(Saved entries)

____

PR #586, opened 2026-09-02
Skip user settings writes on js-host surfaces

srps:
## Summary

The js-host runtime profile persists the model and permission mode through the host config store (`app_host_config_runtime`). It has no HOME directory and no user settings file. Commands that also write user preferences still attempted the HOME-based write and reported its inevitable failure on every use. On the wasm terminal, `/model` prints "Model picker: active for this process but not saved to user settings (HomeNotSet)" although the host store had saved the choice.

This change returns before the HOME-based attempt when the profile allows `js_host_config`, in the two shared helpers (`persistUserPreferences`, `persistUserPreferencesSilently`) and the inline attempt in `/sound`. Native builds are unchanged.

## Verification

- `zig build -Dwasm-surface=term` on upstream `main` `19ae8f54`.
- On a JavaScript host with a config store, `/model` switches and persists the model with no error notice; on restart the host store restores it.
- Native `fx`: `/model` still writes `~/.fx` user settings and reports failures as before.

### DIFF
--- a/src/core/app/app_commands.zig
+++ b/src/core/app/app_commands.zig
@@ -166,6 +166,9 @@ fn persistUserPreferences(
     patch: config_runtime.UserSettingsPatch,
     runtime_changed: bool,
 ) !void {
+    // js-host surfaces have no user settings file; the host config store
+    // owns preferences there, so a HOME-based write has nothing to report.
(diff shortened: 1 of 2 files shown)


srps:
Hit this while embedding it via nx.js on the Switch. I patched it on my fork, not a huge deal but it makes the UI better for these niche environments.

____

● EXERCISE AIM:
Please copy only these lines, exactly: the first line of the records through the line containing "The js-host runtime", ends included.

● FINISHED EXERCISE:
PR #586, opened 2026-09-02
Skip user settings writes on js-host surfaces

srps:
## Summary

The js-host runtime profile persists the model and permission mode through the host config store (`app_host_config_runtime`). It has no HOME directory and no user settings file. Commands that also write user preferences still attempted the HOME-based write and reported its inevitable failure on every use. On the wasm terminal, `/model` prints "Model picker: active for this process but not saved to user settings (HomeNotSet)" although the host store had saved the choice.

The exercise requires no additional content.